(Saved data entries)

○ ○ ○ ○ ○

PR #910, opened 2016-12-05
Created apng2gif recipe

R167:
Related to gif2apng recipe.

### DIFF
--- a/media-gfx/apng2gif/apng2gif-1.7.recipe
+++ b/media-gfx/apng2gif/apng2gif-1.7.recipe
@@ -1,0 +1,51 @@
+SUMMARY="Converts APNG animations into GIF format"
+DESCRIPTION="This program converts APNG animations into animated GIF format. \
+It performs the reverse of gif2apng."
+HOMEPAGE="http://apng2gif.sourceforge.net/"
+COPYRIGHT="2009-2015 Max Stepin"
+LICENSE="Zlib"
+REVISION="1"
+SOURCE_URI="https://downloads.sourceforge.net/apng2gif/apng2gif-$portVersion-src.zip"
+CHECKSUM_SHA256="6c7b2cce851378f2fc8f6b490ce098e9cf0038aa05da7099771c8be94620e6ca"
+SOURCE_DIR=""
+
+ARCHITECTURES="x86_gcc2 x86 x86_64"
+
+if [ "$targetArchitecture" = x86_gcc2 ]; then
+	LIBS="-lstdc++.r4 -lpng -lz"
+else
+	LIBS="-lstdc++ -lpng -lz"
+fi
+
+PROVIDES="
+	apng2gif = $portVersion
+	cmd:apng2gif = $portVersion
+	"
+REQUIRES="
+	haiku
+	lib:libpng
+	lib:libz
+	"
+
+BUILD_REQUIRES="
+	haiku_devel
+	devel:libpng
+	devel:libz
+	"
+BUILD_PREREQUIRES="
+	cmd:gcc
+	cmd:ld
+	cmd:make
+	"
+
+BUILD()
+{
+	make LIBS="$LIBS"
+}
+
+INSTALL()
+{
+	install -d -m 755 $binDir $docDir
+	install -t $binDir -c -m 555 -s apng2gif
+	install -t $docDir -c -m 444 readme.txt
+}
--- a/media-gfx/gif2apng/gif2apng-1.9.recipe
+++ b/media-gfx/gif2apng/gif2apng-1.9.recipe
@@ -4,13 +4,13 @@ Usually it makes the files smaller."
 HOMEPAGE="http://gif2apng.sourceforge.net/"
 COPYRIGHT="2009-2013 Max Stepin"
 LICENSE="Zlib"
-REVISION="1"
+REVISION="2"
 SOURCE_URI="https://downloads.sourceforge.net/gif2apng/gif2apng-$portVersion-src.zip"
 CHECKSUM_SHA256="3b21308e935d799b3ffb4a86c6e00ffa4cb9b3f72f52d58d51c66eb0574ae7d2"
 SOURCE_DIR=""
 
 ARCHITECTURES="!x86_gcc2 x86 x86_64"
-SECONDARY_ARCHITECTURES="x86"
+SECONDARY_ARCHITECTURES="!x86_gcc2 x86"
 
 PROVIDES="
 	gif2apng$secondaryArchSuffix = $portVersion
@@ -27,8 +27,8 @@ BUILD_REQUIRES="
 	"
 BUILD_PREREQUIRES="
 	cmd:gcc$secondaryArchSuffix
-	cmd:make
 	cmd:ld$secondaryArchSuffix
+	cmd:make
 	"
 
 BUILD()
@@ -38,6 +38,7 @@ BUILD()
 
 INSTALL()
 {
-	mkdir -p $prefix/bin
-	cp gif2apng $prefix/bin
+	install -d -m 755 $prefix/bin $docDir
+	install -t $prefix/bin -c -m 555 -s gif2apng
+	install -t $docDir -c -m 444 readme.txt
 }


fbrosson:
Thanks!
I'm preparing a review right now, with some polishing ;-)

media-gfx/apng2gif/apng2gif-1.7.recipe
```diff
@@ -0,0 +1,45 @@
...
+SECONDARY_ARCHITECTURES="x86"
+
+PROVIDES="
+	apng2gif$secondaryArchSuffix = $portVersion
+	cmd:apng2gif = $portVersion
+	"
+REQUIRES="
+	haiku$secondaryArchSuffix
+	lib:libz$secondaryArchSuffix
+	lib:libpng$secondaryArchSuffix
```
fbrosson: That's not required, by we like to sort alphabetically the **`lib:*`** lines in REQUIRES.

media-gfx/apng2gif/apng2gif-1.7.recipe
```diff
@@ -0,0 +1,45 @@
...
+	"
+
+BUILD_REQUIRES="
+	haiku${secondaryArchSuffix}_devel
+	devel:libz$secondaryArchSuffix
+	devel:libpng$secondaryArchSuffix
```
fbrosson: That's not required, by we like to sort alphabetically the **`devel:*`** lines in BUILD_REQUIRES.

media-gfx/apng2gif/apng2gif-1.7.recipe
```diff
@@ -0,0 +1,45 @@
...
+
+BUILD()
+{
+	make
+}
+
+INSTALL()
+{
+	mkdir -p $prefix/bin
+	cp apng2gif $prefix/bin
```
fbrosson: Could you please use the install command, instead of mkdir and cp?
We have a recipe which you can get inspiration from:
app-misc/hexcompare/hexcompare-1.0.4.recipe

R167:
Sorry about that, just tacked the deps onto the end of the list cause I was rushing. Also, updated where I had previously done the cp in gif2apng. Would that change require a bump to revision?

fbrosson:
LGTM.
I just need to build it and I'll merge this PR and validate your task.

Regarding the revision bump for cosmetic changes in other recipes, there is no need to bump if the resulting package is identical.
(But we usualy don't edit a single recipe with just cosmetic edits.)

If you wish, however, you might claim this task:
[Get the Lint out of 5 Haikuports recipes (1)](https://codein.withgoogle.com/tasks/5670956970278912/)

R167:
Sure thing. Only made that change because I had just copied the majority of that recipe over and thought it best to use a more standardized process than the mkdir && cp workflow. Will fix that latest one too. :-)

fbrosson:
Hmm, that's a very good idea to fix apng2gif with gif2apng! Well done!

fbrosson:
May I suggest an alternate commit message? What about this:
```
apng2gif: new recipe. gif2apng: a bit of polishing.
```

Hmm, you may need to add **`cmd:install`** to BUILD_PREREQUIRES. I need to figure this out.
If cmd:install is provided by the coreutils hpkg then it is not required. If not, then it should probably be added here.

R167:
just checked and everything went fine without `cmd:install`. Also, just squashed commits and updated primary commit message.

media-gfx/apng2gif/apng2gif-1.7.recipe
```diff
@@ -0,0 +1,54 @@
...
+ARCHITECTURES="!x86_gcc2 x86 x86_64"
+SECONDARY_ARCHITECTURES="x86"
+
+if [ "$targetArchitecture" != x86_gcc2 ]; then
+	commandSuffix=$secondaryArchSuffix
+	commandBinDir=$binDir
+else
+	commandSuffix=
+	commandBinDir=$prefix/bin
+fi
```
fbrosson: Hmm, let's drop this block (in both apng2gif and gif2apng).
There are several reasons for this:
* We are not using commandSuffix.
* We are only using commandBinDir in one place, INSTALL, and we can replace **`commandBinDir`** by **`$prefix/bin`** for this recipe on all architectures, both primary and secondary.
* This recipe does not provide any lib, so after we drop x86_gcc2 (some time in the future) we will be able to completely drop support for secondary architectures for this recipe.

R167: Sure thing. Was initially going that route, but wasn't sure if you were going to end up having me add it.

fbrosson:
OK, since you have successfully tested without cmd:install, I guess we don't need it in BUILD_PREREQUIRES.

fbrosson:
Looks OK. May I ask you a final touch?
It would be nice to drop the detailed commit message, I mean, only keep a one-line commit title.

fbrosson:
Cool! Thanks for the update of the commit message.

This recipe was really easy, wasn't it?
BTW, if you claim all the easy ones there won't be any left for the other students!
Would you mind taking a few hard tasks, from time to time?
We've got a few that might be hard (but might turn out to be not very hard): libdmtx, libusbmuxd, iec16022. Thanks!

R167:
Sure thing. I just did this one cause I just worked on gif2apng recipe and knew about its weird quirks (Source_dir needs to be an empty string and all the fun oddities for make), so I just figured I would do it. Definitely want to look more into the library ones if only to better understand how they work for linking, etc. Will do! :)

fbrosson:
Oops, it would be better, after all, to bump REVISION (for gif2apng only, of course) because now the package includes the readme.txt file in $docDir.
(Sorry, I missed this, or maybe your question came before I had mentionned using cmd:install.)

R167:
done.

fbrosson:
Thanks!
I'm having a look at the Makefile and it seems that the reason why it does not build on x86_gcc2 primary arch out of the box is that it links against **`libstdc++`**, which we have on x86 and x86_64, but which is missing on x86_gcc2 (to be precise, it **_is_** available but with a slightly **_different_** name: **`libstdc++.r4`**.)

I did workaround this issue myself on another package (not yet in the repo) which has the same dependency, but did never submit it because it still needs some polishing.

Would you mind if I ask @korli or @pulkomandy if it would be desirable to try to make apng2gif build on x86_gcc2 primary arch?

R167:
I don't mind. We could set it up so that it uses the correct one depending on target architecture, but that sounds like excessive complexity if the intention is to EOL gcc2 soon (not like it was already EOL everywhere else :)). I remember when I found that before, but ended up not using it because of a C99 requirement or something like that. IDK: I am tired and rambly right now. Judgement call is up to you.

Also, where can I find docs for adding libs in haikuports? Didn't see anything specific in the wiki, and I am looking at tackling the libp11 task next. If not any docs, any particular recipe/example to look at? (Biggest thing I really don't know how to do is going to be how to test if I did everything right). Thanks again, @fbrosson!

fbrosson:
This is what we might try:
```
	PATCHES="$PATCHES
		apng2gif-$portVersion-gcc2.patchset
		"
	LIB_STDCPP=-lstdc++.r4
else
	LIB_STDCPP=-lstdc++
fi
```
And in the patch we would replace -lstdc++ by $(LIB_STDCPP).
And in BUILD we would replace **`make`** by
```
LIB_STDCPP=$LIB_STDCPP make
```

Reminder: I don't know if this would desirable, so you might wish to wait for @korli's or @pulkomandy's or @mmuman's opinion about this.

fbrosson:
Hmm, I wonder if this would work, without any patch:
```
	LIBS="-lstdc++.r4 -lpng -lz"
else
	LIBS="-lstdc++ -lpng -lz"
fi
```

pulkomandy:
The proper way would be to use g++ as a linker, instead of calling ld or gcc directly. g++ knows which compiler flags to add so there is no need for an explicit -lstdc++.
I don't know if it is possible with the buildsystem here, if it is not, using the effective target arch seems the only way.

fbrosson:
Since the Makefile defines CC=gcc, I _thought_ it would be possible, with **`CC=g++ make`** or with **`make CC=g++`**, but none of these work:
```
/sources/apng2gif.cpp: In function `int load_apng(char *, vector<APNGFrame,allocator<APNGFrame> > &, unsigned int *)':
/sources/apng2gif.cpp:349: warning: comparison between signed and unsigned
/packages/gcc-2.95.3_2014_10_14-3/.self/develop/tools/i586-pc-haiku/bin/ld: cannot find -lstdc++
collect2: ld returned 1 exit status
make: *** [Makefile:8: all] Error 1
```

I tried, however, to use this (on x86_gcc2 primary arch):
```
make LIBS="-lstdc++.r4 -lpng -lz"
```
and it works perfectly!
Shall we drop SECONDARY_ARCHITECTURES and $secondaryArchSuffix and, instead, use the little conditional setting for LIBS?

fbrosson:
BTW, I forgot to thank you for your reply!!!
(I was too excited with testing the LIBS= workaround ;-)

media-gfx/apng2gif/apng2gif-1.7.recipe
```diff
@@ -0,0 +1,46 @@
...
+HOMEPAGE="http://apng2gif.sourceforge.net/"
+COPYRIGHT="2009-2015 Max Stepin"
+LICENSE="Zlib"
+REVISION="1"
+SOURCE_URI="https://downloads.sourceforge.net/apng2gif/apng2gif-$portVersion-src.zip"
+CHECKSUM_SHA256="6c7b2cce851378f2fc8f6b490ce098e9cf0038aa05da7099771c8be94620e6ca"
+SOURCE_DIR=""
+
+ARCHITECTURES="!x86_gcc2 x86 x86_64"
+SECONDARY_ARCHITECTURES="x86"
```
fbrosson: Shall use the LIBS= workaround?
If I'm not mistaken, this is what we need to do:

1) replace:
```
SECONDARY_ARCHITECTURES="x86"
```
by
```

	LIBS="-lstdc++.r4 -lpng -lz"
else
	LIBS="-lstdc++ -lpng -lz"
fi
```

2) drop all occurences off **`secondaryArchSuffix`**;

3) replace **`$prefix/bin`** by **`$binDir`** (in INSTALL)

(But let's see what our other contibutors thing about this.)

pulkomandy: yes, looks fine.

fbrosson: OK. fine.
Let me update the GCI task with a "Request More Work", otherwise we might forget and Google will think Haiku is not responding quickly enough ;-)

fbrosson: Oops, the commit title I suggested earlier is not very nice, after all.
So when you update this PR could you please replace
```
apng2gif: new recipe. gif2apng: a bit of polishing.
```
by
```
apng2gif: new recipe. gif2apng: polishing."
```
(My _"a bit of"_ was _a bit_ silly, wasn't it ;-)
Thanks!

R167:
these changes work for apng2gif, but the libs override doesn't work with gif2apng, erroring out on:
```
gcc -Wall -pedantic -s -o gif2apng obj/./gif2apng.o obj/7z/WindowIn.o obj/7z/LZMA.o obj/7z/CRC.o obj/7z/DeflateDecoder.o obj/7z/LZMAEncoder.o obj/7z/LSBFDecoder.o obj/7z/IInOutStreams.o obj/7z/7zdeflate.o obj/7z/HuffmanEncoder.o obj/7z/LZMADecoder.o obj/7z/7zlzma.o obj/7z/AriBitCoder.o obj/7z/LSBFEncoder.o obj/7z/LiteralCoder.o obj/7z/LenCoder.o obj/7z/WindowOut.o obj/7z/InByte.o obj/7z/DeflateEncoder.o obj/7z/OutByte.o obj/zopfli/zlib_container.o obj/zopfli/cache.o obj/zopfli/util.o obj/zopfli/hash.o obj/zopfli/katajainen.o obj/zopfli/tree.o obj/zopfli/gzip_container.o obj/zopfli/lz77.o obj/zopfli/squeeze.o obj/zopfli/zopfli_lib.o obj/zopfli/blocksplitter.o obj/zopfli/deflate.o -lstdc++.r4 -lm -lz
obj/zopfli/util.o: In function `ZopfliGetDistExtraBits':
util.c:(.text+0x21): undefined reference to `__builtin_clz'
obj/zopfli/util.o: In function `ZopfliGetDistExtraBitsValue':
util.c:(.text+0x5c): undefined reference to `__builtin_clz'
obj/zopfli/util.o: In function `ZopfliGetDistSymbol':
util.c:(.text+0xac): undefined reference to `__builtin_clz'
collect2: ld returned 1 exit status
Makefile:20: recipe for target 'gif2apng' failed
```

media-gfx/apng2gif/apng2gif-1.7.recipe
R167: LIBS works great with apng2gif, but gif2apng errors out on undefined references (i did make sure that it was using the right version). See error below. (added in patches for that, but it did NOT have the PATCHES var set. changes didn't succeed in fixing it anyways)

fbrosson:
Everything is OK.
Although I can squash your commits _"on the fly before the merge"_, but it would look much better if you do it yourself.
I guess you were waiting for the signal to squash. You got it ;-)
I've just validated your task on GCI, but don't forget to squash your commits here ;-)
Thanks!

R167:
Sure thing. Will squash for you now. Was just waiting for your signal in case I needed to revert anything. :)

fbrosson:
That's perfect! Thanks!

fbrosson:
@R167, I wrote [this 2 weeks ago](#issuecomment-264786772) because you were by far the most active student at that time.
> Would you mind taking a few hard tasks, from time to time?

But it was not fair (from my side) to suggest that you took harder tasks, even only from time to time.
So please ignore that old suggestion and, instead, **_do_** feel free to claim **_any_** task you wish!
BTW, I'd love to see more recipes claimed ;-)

○ ○ ○ ○ ○

__INSTRUCTIONS FOR THE TASK__. Return each full line of the entries that contains the word "replace".

__RESULT__.
* We are only using commandBinDir in one place, INSTALL, and we can replace **`commandBinDir`** by **`$prefix/bin`** for this recipe on all architectures, both primary and secondary.
And in the patch we would replace -lstdc++ by $(LIB_STDCPP).
And in BUILD we would replace **`make`** by
1) replace:
3) replace **`$prefix/bin`** by **`$binDir`** (in INSTALL)
So when you update this PR could you please replace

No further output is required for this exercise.